WMVLM: Evaluating Diffusion Model Image Watermarking via Vision-Language Models
Zijin Yang 1,2, Yu Sun 3, Kejiang Chen 1,2, Jiawei Zhao 1,2, Jun Jiang 1,2, Weiming Zhang 1,2, Nenghai Yu 1,2
Published on arXiv
2601.21610
Output Integrity Attack
OWASP ML Top 10 — ML09
Key Finding
WMVLM outperforms state-of-the-art VLMs on watermark evaluation with strong generalization across datasets, diffusion models, and watermarking methods
WMVLM
Novel technique introduced
Digital watermarking is essential for securing generated images from diffusion models. Accurate watermark evaluation is critical for algorithm development, yet existing methods have significant limitations: they lack a unified framework for both residual and semantic watermarks, provide results without interpretability, neglect comprehensive security considerations, and often use inappropriate metrics for semantic watermarks. To address these gaps, we propose WMVLM, the first unified and interpretable evaluation framework for diffusion model image watermarking via vision-language models (VLMs). We redefine quality and security metrics for each watermark type: residual watermarks are evaluated by artifact strength and erasure resistance, while semantic watermarks are assessed through latent distribution shifts. Moreover, we introduce a three-stage training strategy to progressively enable the model to achieve classification, scoring, and interpretable text generation.
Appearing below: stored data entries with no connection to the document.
PR #78955, opened 2026-04-25
cmd/objdump: use section end for last symbol size in macho files

### LINKED ISSUE #78811: cmd/objdump: doesn't disassemble the last function in a macho file
On darwin, do:

main.c:
```
void f();
void g();

int main() {
  f();
  g();
  return 0;
}
```
main.s:
```
	.globl _f
_f:
	add	x0, x0, x0
	add	x1, x1, x1
	ret

	.globl _g
_g:
	add	x2, x2, x2
	add	x3, x3, x3
	ret
```
```
gcc -O3 main.c main.s
go tool objdump a.out
```
This will print the body of `main` and `f`, but does not print the body of `g`. We get only the `TEXT` line:
```
TEXT _main(SB) 
  :0			0x100000328		a9bf7bfd		STP.W (R29, R30), -16(RSP)	
  :0			0x10000032c		910003fd		MOVD RSP, R29			
  :0			0x100000330		94000005		CALL _f(SB)			
  :0			0x100000334		94000007		CALL 7(PC)			
  :0			0x100000338		52800000		MOVW $0, R0			
  :0			0x10000033c		a8c17bfd		LDP.P 16(RSP), (R29, R30)	
  :0			0x100000340		d65f03c0		RET				

TEXT _f(SB) 
  :0			0x100000344		8b000000		ADD R0, R0, R0		
  :0			0x100000348		8b010021		ADD R1, R1, R1		
  :0			0x10000034c		d65f03c0		RET			

TEXT _g(SB) 
```
Looks like the size of the `g` symbol is set to 0. The code that does this, in cmd/internal/objfile/macho.go:symbols(), sets the size of a symbol by looking at the address of the next higher symbol and subtracting. For the last symbol in the file, this doesn't work. We should probably use the end of the containing section or something.

The "CALL 7(PC)" instead of "CALL _g(SB)" might be related.

Jah-yee:
In Mach-O files, the last symbol in a section gets size 0
because the code computes size as next_symbol_addr - this_symbol_addr,
and there is no next symbol for the last one.

Use the section end address (section.Addr + section.Size) as the
upper bound when computing the size of the last symbol in a section.

Fixes #78811

### DIFF
--- a/src/cmd/internal/objfile/macho.go
+++ b/src/cmd/internal/objfile/macho.go
@@ -55,6 +55,10 @@ func (f *machoFile) symbols() ([]Sym, error) {
 		i := sort.Search(len(addrs), func(x int) bool { return addrs[x] > s.Value })
 		if i < len(addrs) {
 			sym.Size = int64(addrs[i] - s.Value)
+		} else if s.Sect != 0 && int(s.Sect) <= len(f.macho.Sections) {
+			// Last symbol in file: use end of section.
+			sect := f.macho.Sections[s.Sect-1]
+			sym.Size = int64(sect.Addr + sect.Size - s.Value)
 		}
 		if s.Sect == 0 {
 			sym.Code = 'U'


Jah-yee:
I've updated the commit message per Ian's feedback — removed the Markdown sections, kept it to a short problem description with the 'Fixes' line at the end.

Regarding Keith's question about [CL 768580](https://go.dev/cl/768580) — that appears to be an independent fix for the same issue (#78811) with the same code change. Happy to defer to whichever CL you prefer, or I can close this one if that one goes in first.

randall77:
> Regarding Keith's question about [CL 768580](https://go.dev/cl/768580) — that appears to be an independent fix for the same issue (https://github.com/golang/go/issues/78811) with the same code change. Happy to defer to whichever CL you prefer, or I can close this one if that one goes in first.

They are both your CLs, are they not?

Jah-yee:
[CL 768580](https://go.dev/cl/768580) is not mine — I'm only the author of [CL 770644](https://go.dev/cl/770644) (this PR). It looks like two independent fixes for the same issue (#78811). Happy to close this one if you prefer the other approach, or keep this if you'd rather merge it. Let me know how you'd like to proceed.

randall77:
You are also RoomWithOutRoof, are you not? That's what your github name is.

Jah-yee:
No, I'm not RoomWithOutRoof — that's a different contributor. My GitHub account is Jah-yee (https://github.com/Jah-yee). These are two independent fixes for the same issue (#78811). I'm happy to close this PR if you prefer the other approach.

randall77:
This is your github page:
Screenshot 2026-05-02 at 10 18 18 AM

Jah-yee:
My apologies — you're right. My GitHub display name is indeed RoomWithOutRoof. [CL 768580](https://go.dev/cl/768580) was imported from one of my earlier PRs for the same issue (#78811).

Since [CL 768580](https://go.dev/cl/768580) already has Code-Review+2 and passed TryBots, it should be the one to go with. I'll close this PR (#78955) and its corresponding [CL 770644](https://go.dev/cl/770644) to avoid duplication. Sorry for the confusion.

PR #79033, opened 2026-04-29
net/http: combine two strconv.FormatInt call to one

cuiweixie:


far24309765321-rgb:
1. 

- > **_[](url)_**

1.  ### 

- > [](url)

> _`[](url)`_

PR #79061, opened 2026-04-30
uuid: document unchecked error in NewV4 and NewV7

mrbishalbaniya:
Found and documented a bug where NewV4() and NewV7() ignore errors returned by crypto/rand.Read(). This can lead to UUIDs with insufficient randomness in rare failure scenarios.

The bug report includes:
- Detailed problem description and impact analysis
- Affected code locations with line numbers
- Three proposed fix options with pros/cons
- Comparison with other language implementations
- Testing recommendations

While crypto/rand.Read() failures are rare, ignoring errors violates Go's error handling principles and could have security implications for applications relying on UUID unpredictability.

Recommended fix: Add error checking with panic, consistent with the existing MustParse() pattern in the uuid package.

the Gerrit change.

  + No trailing period
+ No Markdown

### DIFF
--- a/BUG_REPORT.md
+++ b/BUG_REPORT.md
@@ -1,0 +1,259 @@
+# Bug Report: Unchecked Error in UUID Generation Functions
+
+## Summary
+
+The `uuid` package's `NewV4()` and `NewV7()` functions ignore errors returned by `crypto/rand.Read()`, which can lead to UUIDs being generated with insufficient randomness or predictable values in rare failure scenarios.
+
+## Severity
+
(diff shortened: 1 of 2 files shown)


Jorropo:
This is useless AI garbage,
it wants to add error handling to a function that never errors:
> Read fills b with cryptographically secure random bytes. It never returns an error, and always fills b entirely. 

It is a shame that no one checked `git blame` or the `crypto/rand.Rand` docs before sending an unusable patch made of `.md` files.

PR #79130, opened 2026-05-01
archive/tar: validate Linkname for insecure paths in Reader.Next

metsw24-max:
The archive/tar Reader validates Header.Name for insecure paths when
GODEBUG=tarinsecurepath=0, but does not apply the same validation to
Header.Linkname.

This means an entry can pass the Header.Name check while carrying a
crafted Linkname that bypasses the intended path safety checks. Since
Header.Linkname is used when creating symlinks and hard links, it can
influence filesystem resolution during extraction in common usage
patterns, so it is equally security-sensitive.

Validate Header.Linkname with filepath.IsLocal in Reader.Next, matching
the existing Header.Name check, and return ErrInsecurePath when it is
non-local. Empty link names are skipped. Also add a regression test to
ensure an insecure Linkname triggers ErrInsecurePath without affecting
subsequent entries.

Updates #55356

### DIFF
--- a/src/archive/tar/reader.go
+++ b/src/archive/tar/reader.go
@@ -52,20 +52,28 @@ func NewReader(r io.Reader) *Reader {
 // Programs that want to accept non-local names can ignore
 // the [ErrInsecurePath] error and use the returned header.
 func (tr *Reader) Next() (*Header, error) {
-	if tr.err != nil {
-		return nil, tr.err
-	}
-	hdr, err := tr.next()
-	tr.err = err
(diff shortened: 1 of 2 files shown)


metsw24-max:
Updated the PR title and description per the robot's findings: added the archive/tar package prefix, wrapped the body at ~76 columns and referenced #55356. Also pushed a follow-up commit that reuses the existing filepath.IsLocal check for Linkname (the separate Clean step was redundant) and fixes formatting, so the change is now a fair bit smaller.

PR #79314, opened 2026-05-10
cmd/compile: add size cache to StdSizes to avoid exponential compile time

hesam-oxe:
This change adds a size cache to StdSizes to memoize Sizeof results for
deeply nested generic types, fixing an exponential compile-time blowup.

Problem:

When compiling deeply nested generic instantiations like

	type T[P any] struct { _,_,_,_,_,_,_,_ P }
	type U T[T[T[T[T[T[T[T[T[T[int]]]]]]]]]]

StdSizes.Sizeof recursed without caching, so the same underlying type was
recomputed millions of times, giving exponential time (8^N, where N is
the nesting depth).

Root cause:

Sizeof for *Struct and *Array types recursively computes the sizes of
their elements/fields, and nothing memoized those results across the
shared nested type graph.

Fix:

- Add sizeCache map[Type]int64 guarded by sync.RWMutex to StdSizes.
- Sizeof checks the cache before computing and stores results after.
- The cache map is initialized lazily.

Impact:

- Compile time for deeply nested generics drops from exponential to
  linear in the number of distinct types.
- No API change; the cache is transparent to callers.
- Thread-safe via RWMutex.

Fixes #78342

### DIFF
--- a/src/cmd/compile/internal/types2/sizes.go
+++ b/src/cmd/compile/internal/types2/sizes.go
@@ -6,6 +6,8 @@
 
 package types2
 
+import "sync"
+
 // Sizes defines the sizing functions for package unsafe.
 type Sizes interface {
 	// Alignof returns the alignment of a variable of type T.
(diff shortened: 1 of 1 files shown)


hesam-oxe:
@google-cla I've signed the Individual CLA with email 
chngyzkhanwhsht@gmail.com. Can you please re-check?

Experiments show WMVLM outperforms state-of-the-art VLMs with strong generalization across datasets, diffusion models, and watermarking methods.
Key Contributions
- First unified evaluation framework (WMVLM) covering both residual and semantic watermark types for diffusion model outputs, providing interpretable text generation alongside classification and scoring
- Redefined quality and security metrics per watermark type: artifact strength and erasure resistance for residual watermarks; latent distribution shifts for semantic watermarks
- Three-stage progressive training strategy enabling a VLM to perform classification, scoring, and natural-language interpretation of watermark quality and security
🛡️ Threat Analysis
The paper's primary contribution is evaluating watermarking schemes applied to diffusion model image outputs (content provenance/authenticity). It defines quality and security metrics for both residual and semantic watermarks, including erasure resistance — directly targeting output integrity of AI-generated content.